St. John's

Black-and-white photograph of small residential buildings in a hillside town or village. There is snow on the ground and it appears to be winter.
View of dwellings in The Battery neighbourhood, St. John’s Harbour, Newfoundland, 1940s. (The Rooms Provincial Archives Division) 

Newfoundland's small but vibrant Jewish community dates back to the 1890s. The island, which did not join Canada until 1949, was hit hard by economic recession in the 1930s. Despite several proposals to settle Jewish refugees on the island, including much-needed doctors and entrepreneurs, the administration preferred to maintain the British character of the Dominion. The fact that more than 12,000 individual requests were rejected during this period is, as historian Gerhard Bassler concludes, “inexplicable without identifying antisemitism as a motivating force”.
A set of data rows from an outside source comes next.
Issue #50, opened 2016-07-22
Tracking issue: world generation


LukasKalbertodt:
This is the tracking issue for world generation -- it's not expected to be closed anytime soon. We have a few goals we'd like to reach if possible:

- [x] rough-grained noise maps for for various properties of the terrain
  - [x] temperature
  - [x] humidity
  - [x] type of terrain height variations (hills, mountains, valleys, meadows, ...)
- [x] the height of the terrain
- [x] material of the terrain
- [x] generation of plants
- [ ] rivers
- [ ] caves

(list may be expaned)

### Useful links:

- [OpenSimplex as open noise function](https://www.reddit.com/r/gamedev/comments/2gw6wz/like_perlins_simplex_noise_but_dont_like_the/)
- [`worldgen` crate](https://crates.io/crates/worldgen)

jonas-schievink:
There's already an OpenSimplex noise implementation in Rust: https://github.com/bjz/noise-rs (sadly, no non-broken docs are hosted anywhere)

jonas-schievink:
Temporary docs for the `noise` crate: https://jonas-schievink.github.io/noise-rs/noise/index.html

The API isn't as nice as the `worldgen` crate API, but if it works it works.

LukasKalbertodt:
We could implement the [`NoiseProvider` trait](http://www.samuelsleight.co.uk/rust-docs/worldgen/worldgen/noise/trait.NoiseProvider.html) for a wrapper type around `OpenSimplex2`, right? This would allow us to use the `worldgen` API. It's a bit sad that `worldgen` is limited to 2D noise functions. If we want to use `OpenSimplex3` later, we had to use the `noise` API anyway...

jonas-schievink:
So apparently `worldgen` requires nightly Rust because it uses some syntax extension. Would be really nice if that was more obvious to see (other than compilation failing). Gonna use `noise` without it then...

toschneider:
object placement http://gamedev.stackexchange.com/questions/31724/how-can-you-procedurally-place-objects-in-a-non-gridded-game

jonas-schievink:
A nice biome diagram: http://w3.marietta.edu/%7Ebiol/biomes/biome_main.htm

jonas-schievink:
Okay so I'm playing around with using 3D noise for terrain generation instead of a 2D height map, and it's looking extremely interesting (unlike our 2D terrain, which was kinda boring).

LukasKalbertodt:
[...]

PR #77, opened 2016-07-25
add terrain generation with open simplex noise

KarolinePlum:
progress on issue #50

### DIFF
--- a/base/src/gen/world/mod.rs
+++ b/base/src/gen/world/mod.rs
@@ -3,7 +3,7 @@
 
 // extern crate noise;
 
-use world::{CHUNK_SIZE, Chunk, ChunkIndex, ChunkProvider, HeightType, HexPillar};
+use world::{Chunk, ChunkIndex, ChunkProvider, HeightType, HexPillar};
 use world::{GroundMaterial, PillarSection, Prop, PropType};
 use rand::Rand;
 use gen::PlantGenerator;
@@ -25,11 +25,12 @@ pub struct WorldGenerator {
 impl WorldGenerator {
     /// Creates the generator with the given seed.
     pub fn with_seed(seed: u64) -> Self {
-        let mut rng = seeded_rng(seed, 0, ());
+        let mut terrain_rng = seeded_rng(seed, 0, ());
 
         WorldGenerator {
             seed: seed,
-            terrain_table: PermutationTable::rand(&mut rng),
+            terrain_table: PermutationTable::rand(&mut terrain_rng),
+            plant_table: PermutationTable::rand(&mut plant_rng),
         }
     }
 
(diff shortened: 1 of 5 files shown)


base/src/gen/world/mod.rs
```diff
@@ -1,21 +1,36 @@
...
 use world::{CHUNK_SIZE, Chunk, ChunkIndex, ChunkProvider, HeightType, HexPillar};
 use world::{GroundMaterial, PillarSection, Prop, PropType};
 use rand::Rand;
 use gen::PlantGenerator;
+use noise::{PermutationTable, open_simplex2};
+use gen::seeded_rng;
+
+// pub const LANDSCAPE_FLAT: f32 = 0.01;
+pub const LANDSCAPE_MODERATE: f32 = 0.05;
+// pub const LANDSCAPE_HILLY: f32 = 0.1125;
```
LukasKalbertodt: Do you need those constants later? If not, please remove the comments ;)

base/src/gen/world/mod.rs
```diff
@@ -32,12 +47,15 @@ impl ChunkProvider for WorldGenerator {
...
 
+                let noise = open_simplex2::<f32>(&self.terrain_table,
+                                                 &[(i as f32) * LANDSCAPE_MODERATE,
+                                                   (j as f32) * LANDSCAPE_MODERATE]);
+                let height = 50.0 + noise * 50.0;
+                println!("{}", height);
                 let ground_section = PillarSection::new(GroundMaterial::Dirt,
                                                         HeightType::from_units(0),
-                                                        HeightType::from_units(height));
+                                                        HeightType::from_units(height as u16));
```
LukasKalbertodt: I think you can use `height.into()` here, right?

base/src/gen/world/mod.rs
```diff
@@ -47,7 +65,7 @@ impl ChunkProvider for WorldGenerator {
                     let gen = PlantGenerator::rand(&mut rng);
 
                     props.push(Prop {
-                        baseline: HeightType::from_units(height),
+                        baseline: HeightType::from_units(height as u16),
```
LukasKalbertodt: Same as above.

base/src/gen/world/mod.rs
KarolinePlum: Yes we might need them later for generating biomes

base/src/gen/world/mod.rs
```diff
@@ -1,21 +1,36 @@
 //! Procedurally generating the game world.
 //!
 
-use world::{CHUNK_SIZE, Chunk, ChunkIndex, ChunkProvider, HeightType, HexPillar};
+// extern crate noise;
```
jonas-schievink: Unnecessary comment

base/src/world/chunk.rs
```diff
@@ -54,12 +54,15 @@ impl Chunk {
     }
 
     /// Creates a `Chunk` using individual pillars returned by a closure
-    pub fn with_pillars<F>(mut func: F) -> Chunk
+    pub fn with_pillars<F>(chunk_index: ChunkIndex, mut func: F) -> Chunk
```
jonas-schievink: I'm fine with this personally, but you could also do this calculation in the closure you pass to this

PR #80, opened 2016-07-25
Fancy iterator over chunks and pillars. Close #64

### LINKED ISSUE #64: Fancy iterators over chunks and pillars
Currently, we can use `Chunk::pillars()` to get a slice over all pillars, but this is hardly used, because the pillar itself don't know where it's positioned in the world. Therefore we often have two nested for loops in user code.

I want a `pillars()` method that returns an iterator over the item `(AxialVector, &HexPillar)`. A vector instead of a point, because it's not the world position. Or maybe `PillarPosition` ... I lost track of all axial position types we have :stuck_out_tongue:  

The same applied to the `World` type: we maybe want to iterate over all chunks while also knowing the chunk position.

92Andy:


client/src/world/chunk_view.rs
```diff
@@ -138,9 +144,8 @@ impl PillarView {
     fn from_pillar<F: Facade>(pos: Point2f, pillar: &HexPillar, facade: &F) -> PillarView {
         PillarView {
             pos: pos,
-            sections: pillar.sections().to_vec(),
+            sections: pillar.sections().as_slice().to_vec(),
```
jonas-schievink: `.sections().collect()`: https://doc.rust-lang.org/std/iter/trait.Iterator.html#method.collect

client/src/world/chunk_view.rs
```diff
@@ -60,7 +60,13 @@ impl ChunkView {
                       AxialVector::new((q / world::CHUNK_SIZE).into(),
                                        (q % world::CHUNK_SIZE).into())
                 .to_real();
-            let pillar = &chunk.pillars()[q as usize];
+
+            // Every element is reachable because `Chunk` generates
+            // a filled vector of `HexPillar` which changed in an Iterator
+            let pillar = match chunk.pillars().next() {
```
jonas-schievink: This isn't equivalent to the code on the left: The left side takes the element `q`, you return element `0` (the first one).

base/src/world/chunk.rs
```diff
@@ -26,8 +27,8 @@ impl Chunk {
         Chunk { pillars: pillars }
     }
 
-    pub fn pillars(&self) -> &[HexPillar] {
-        &self.pillars
+    pub fn pillars(&self) -> Iter<HexPillar> {
```
jonas-schievink: This is supposed to iterate over tuples of `(AxialVector, &HexPillar)`

PR #84, opened 2016-07-25
Move `PlantView` into `view` module and add `PlantRenderer`

LukasKalbertodt:


jonas-schievink:
LGTM. This blocks some performance optimizations we really need, so I'll merge now.

PR #86, opened 2016-07-25
Introduce a ChunkRenderer and render chunks via Instancing

### LINKED ISSUE #87: Implement instancing for pillar rendering
We postponed #61 and decided to use instancing to improve performance instead.

jonas-schievink:
Speeds up world rendering a bit since we don't use a different program
(and vertex buffer) object for each drawn chunk.

Instancing multiplies my FPS by about ~7

Closes #87


jonas-schievink:
There's also a high chance that this gets rid of the absurd lag spikes that occur when new chunks are loaded (I'll check it, gimme a sec)

jonas-schievink:
Confirmed, world gen lag is completely gone, even on my weakest machine! :sparkles: :godmode:

Issue #88, opened 2016-07-25
Dynamic Chunk loading is off by a bit


jonas-schievink:
You can see it quite easily: Just fly above the map and look down while moving. In some directions, chunks are loaded closer to the player, while in others they're loaded farther away.

The chunk positions are just missing an offset so that the position we use for the calculation is in the middle of them instead of being on a corner. Easy fix, just needs a good eye to see if it's fixed. Also a good way to get into how dynamic chunk loading works if anyone's interested.

jonas-schievink:
Not easy, this is a more intricate issue (it works well when in positive chunk coordinates but breaks when entering negative coordinates). Might be a bug in `from_real`.

PR #190, opened 2016-08-07
One vertex buffer to rule them all

LukasKalbertodt:
Instead of using instancing, this PR saves a whole chunk in one vertex and index buffer. This increases the performance of rendering the ground a lot. I lack exact benchmarks, but I hope a few of you could provide such benchmarks. 

Without rendering shadow or plants, I get between 50 and 60 FPS on my integrated Intel HD Graphics 530. With plants enabled I still get around 50 FPS in biomes with few plants, but FPS drops a lot in forests.

There is still a lot of room for improvements, but I figured this is enough for now. 

Oh and by the way: I fixed the indexing bug. Or at least *one* big indexing bug.

### DIFF
--- a/base/src/math/axial_point.rs
+++ b/base/src/math/axial_point.rs
@@ -31,34 +31,37 @@ impl AxialPoint {
     /// system using `world::{HEX_INNER_RADIUS, HEX_OUTER_RADIUS}`.
     pub fn to_real(&self) -> Point2f {
         Point2f {
-            x: ((2 * self.q + self.r) as DefaultFloat) * HEX_INNER_RADIUS,
-            y: -(self.r as DefaultFloat) * (3.0 / 2.0) * HEX_OUTER_RADIUS,
+            x: ((2 * self.q - self.r) as DefaultFloat) * HEX_INNER_RADIUS,
+            y: (self.r as DefaultFloat) * (3.0 / 2.0) * HEX_OUTER_RADIUS,
         }
     }
 
     /// Return the `AxialPoint` from a `Point2f`
     pub fn from_real(real: Point2f) -> Self {
-        let q: f32 = (real.x * ::math::SQRT_3 / 3.0 - real.y / 3.0) / HEX_OUTER_RADIUS;
-        let r: f32 = (real.y * 2.0 / 3.0) / HEX_OUTER_RADIUS;
+        let q = (real.x * ::math::SQRT_3 / 3.0 - real.y / 3.0) / HEX_OUTER_RADIUS;
+        let r = (real.y * 2.0 / 3.0) / HEX_OUTER_RADIUS;
 
-        let y: f32 = -q - r;
+        let s = -q - r;
 
         // Rounding
-        let mut rx: i32 = (q + 0.5) as i32;
-        let ry: i32 = (y + 0.5) as i32;
-        let mut rz: i32 = (r + 0.5) as i32;
+        let mut rq = q.round();
+        let mut rr = r.round();
+        let mut rs = s.round();
 
         // To test the right rounding
-        let x_diff = (rx as f32 - q).abs();
-        let y_diff = (ry as f32 - y).abs();
-        let z_diff = (rz as f32 - r).abs();
-        if x_diff > y_diff && x_diff > z_diff {
-            rx = -ry - rz;
-        } else if y_diff <= z_diff {
-            rz = -rx - ry;
+        let q_diff = (rq - q).abs();
+        let r_diff = (rr - r).abs();
+        let s_diff = (rs - s).abs();
+
+        if q_diff > r_diff && q_diff > s_diff {
+            rq = -rr - rs;
+        } else if s_diff > r_diff {
+            rr = -rq - rs;
+        } else {
+            rs = -rq - rr;
         }
 
-        AxialPoint { q: rx, r: rz }
+        AxialPoint { q: -rs as AxialType, r: rr as AxialType}
     }
 
     /// Returns the `s` component of corresponding cube coordinates. In cube
--- a/base/src/math/axial_point.rs
+++ b/base/src/math/axial_point.rs
@@ -44,7 +44,7 @@ impl AxialPoint {
         let s = -q - r;
 
         // Rounding
-        let mut rq = q.round();
+        let rq = q.round();
         let mut rr = r.round();
         let mut rs = s.round();
 
@@ -54,7 +54,7 @@ impl AxialPoint {
         let s_diff = (rs - s).abs();
 
         if q_diff > r_diff && q_diff > s_diff {
-            rq = -rr - rs;
+            // rq = -rr - rs;
         } else if s_diff > r_diff {
             rr = -rq - rs;
         } else {
--- a/base/src/math/axial_point.rs
+++ b/base/src/math/axial_point.rs
@@ -32,7 +32,7 @@ impl AxialPoint {
     pub fn to_real(&self) -> Point2f {
         Point2f {
             x: ((2 * self.q + self.r) as DefaultFloat) * HEX_INNER_RADIUS,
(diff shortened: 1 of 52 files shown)


base/src/math/axial_point.rs
```diff
@@ -31,34 +31,37 @@ impl AxialPoint {
     /// system using `world::{HEX_INNER_RADIUS, HEX_OUTER_RADIUS}`.
     pub fn to_real(&self) -> Point2f {
         Point2f {
-            x: ((2 * self.q + self.r) as DefaultFloat) * HEX_INNER_RADIUS,
+            x: ((2 * self.q - self.r) as DefaultFloat) * HEX_INNER_RADIUS,
```
jonas-schievink: wow, not even this was correct?

client/shader/chunk_std.vert
```diff
@@ -32,12 +26,13 @@ out vec3 pos;
 uniform mat4 proj_matrix;
 uniform mat4 view_matrix;
 uniform mat4 depth_view_proj;
+uniform vec2 offset;
```
jonas-schievink: This seems unused?

client/shader/chunk_shadow.vert
```diff
@@ -4,20 +4,14 @@
...
-// Per-instance attributes:
-// Height in units, not world coordinates, since the "pillar prototype" has a
-// height of one unit.
-in float height;
-in vec3 offset;
-//in vec3 material_color;
-
 uniform mat4 proj_matrix;
 uniform mat4 view_matrix;
+uniform vec2 offset;
```
jonas-schievink: This looks unused too

LukasKalbertodt: Uhm... what about ...

client/shader/chunk_shadow.vert
```diff
@@ -4,20 +4,14 @@
...
 
 void main() {
     vec4 world_coords = vec4(
         position.xy + offset.xy,
```
LukasKalbertodt: ... here?

client/src/world/chunk_view.rs
```diff
@@ -92,50 +70,28 @@ impl ChunkView {
                 test: DepthTest::IfLess,
                 ..Default::default()
             },
-            backface_culling: BackfaceCullingMode::CullClockwise,
+            backface_culling: BackfaceCullingMode::CullCounterClockwise,
```
jonas-schievink: This was intentional and is supposed to reduce shadowing artifacts. Not sure how much it matters with variance shadow mapping, though.

client/shader/chunk_std.vert
```diff
@@ -48,15 +43,10 @@ void main() {
...
-    if(tex_coords.y > 1.5){
-        x_tex_coords.y = height;
-    }
-
     x_position = position;
     x_ground = ground;
 
     // position in relation to player ignoring hight, needed for fog
-    pos = vec3(offset - cam_pos);
+    // pos = vec3(offset - cam_pos);
```
jonas-schievink: This makes the line below read `pos` before it is initialized, which causes the rendering glitches I was experiencing.

client/shader/chunk_shadow.vert
jonas-schievink: Oh, nevermind :laughing:

base/src/math/axial_point.rs
LukasKalbertodt: Well... there are many "correct" versions. In the version of the axial coordinate system that I chose this was wrong, yes.

jonas-schievink:
The indexing fixes sadly do not fix #88

base/src/math/axial_point.rs
```diff
@@ -31,34 +31,37 @@ impl AxialPoint {
...
-        if x_diff > y_diff && x_diff > z_diff {
-            rx = -ry - rz;
-        } else if y_diff <= z_diff {
-            rz = -rx - ry;
+        let q_diff = (rq - q).abs();
+        let r_diff = (rr - r).abs();
+        let s_diff = (rs - s).abs();
+
+        if q_diff > r_diff && q_diff > s_diff {
+            // rq = -rr - rs;
```
jonas-schievink: Should this stay or should this go?

client/src/world/world_view.rs
```diff
@@ -154,9 +153,9 @@ impl WorldView {
             };
 
             let outline_uniforms = uniform! {
-              outline_pos: self.outline.position().to_arr(),
-              proj_matrix: camera.proj_matrix().to_arr(),
-              view_matrix: camera.view_matrix().to_arr()
+                outline_pos: self.outline.position().to_arr(),
+                proj_matrix: camera.proj_matrix().to_arr(),
+                view_matrix: camera.view_matrix().to_arr()
```
jonas-schievink: I like how rustfmt didn't say anything just because it's in a macro...

client/src/world/chunk_view.rs
```diff
@@ -240,20 +177,626 @@ pub struct Vertex {
...
+    let (ca, cb) = EDGE_CORNERS_TO_NEIGHBOR[dir.idx()];
+    let normal = EDGE_NORMALS[dir.idx()];
+    let corner_cw = [
+        (offset.to_real() + ca * HEX_OUTER_RADIUS, 0.25),
+        (offset.to_real() + cb * HEX_OUTER_RADIUS, 0.75),
+    ];
+
+    // In order to have correctly stretched textures, we have to change one
+    // texture coordinate depending on the height.
+    let v_bottom = 0.5 * (top.to_real() - bottom.to_real()) / PILLAR_STEP_HEIGHT;
```
jonas-schievink: Is that 0.5 just meant to stretch the texture an additional bit so it looks better on our small pillar steps?

client/src/world/chunk_view.rs
```diff
@@ -240,20 +177,626 @@ pub struct Vertex {
...
+/// This function adds a side with the given parameter.
+fn add_side(
+    bottom: HeightType,
+    top: HeightType,
+    ground: GroundMaterial,
+    normal_to_a: bool,
+    dir: EdgeDir,
+    offset: AxialPoint,
+    vertices: &mut Vec<Vertex>,
+    indices: &mut Vec<u32>,
```
jonas-schievink: Wouldn't hurt to document the parameters in the doc comment

jonas-schievink: Especially `normal_to_a` isn't obvious

jonas-schievink:
The buffer building code is a tad too complex for my liking, but very well documented so looks good to me

client/src/world/chunk_view.rs
LukasKalbertodt: If `PILLAR_STEP_HEIGHT` would be equal to `HEX_OUTER_RADIUS` (assume both are 1), then a side piece with the height `PILLAR_STEP_HEIGHT` is quadratic and should have `max(u) - min(u) == max(v) - min(v)`. But since the `HEX_OUTER_RADIUS` is a *radius* not diameter, it's only half of the whole 0-1 texture.

Does this make sense? :stuck_out_tongue:

base/src/math/axial_point.rs
LukasKalbertodt: I think I actually want this to stay, since it then represents the algorithm from redblobgames.com more closely. But I can add a comment. Will do it tomorrow when fixing the other stuff.

LukasKalbertodt:
> The buffer building code is a tad too complex for my liking, but very well documented so looks good to me.

I think so, too, but I wasn't able to come up with a less complex solution yesterday that does exactly the same thing. But feel free to simplify it :stuck_out_tongue: I'd like to tweak it a lot still, but I have other things to do.

LukasKalbertodt:
Btw, I just checked: this PR introduces the flickering plants. That's pretty *nice*, since the PR doesn't change any of the plant rendering code (except for the two deleted empty lines). OpenGL, fuck yeah :flushed: 

We should check on what GPUs the plant flickering occurs.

After joining the Canadian Confederation in 1949, Newfoundland was opened to immigration. The existing Jewish community welcomed 26 Holocaust survivor families to the province. Some survivors were sponsored by relatives, or married into St. John's families. Others, like Philip Riteman, started out as peddlers and travelled to smaller communities throughout the province. Eventually several survivors became the backbone of trade in Newfoundland. Ernst Deutsch, a former interned refugee, was a physicist at Memorial University. Andreas Barban, who had survived the war in Shanghai, became a music instructor and broadcaster, helping found the Newfoundland Symphony Orchestra.

Today, about 300 members of the public attend the annual Holocaust Memorial Service at Beth El Synagogue in St. John's, the only synagogue in Newfoundland. The event was initiated by Louis Ferman and Grunia Movschovitz, a couple who met during the war, and is officially recognised as a day of mourning by the provincial government.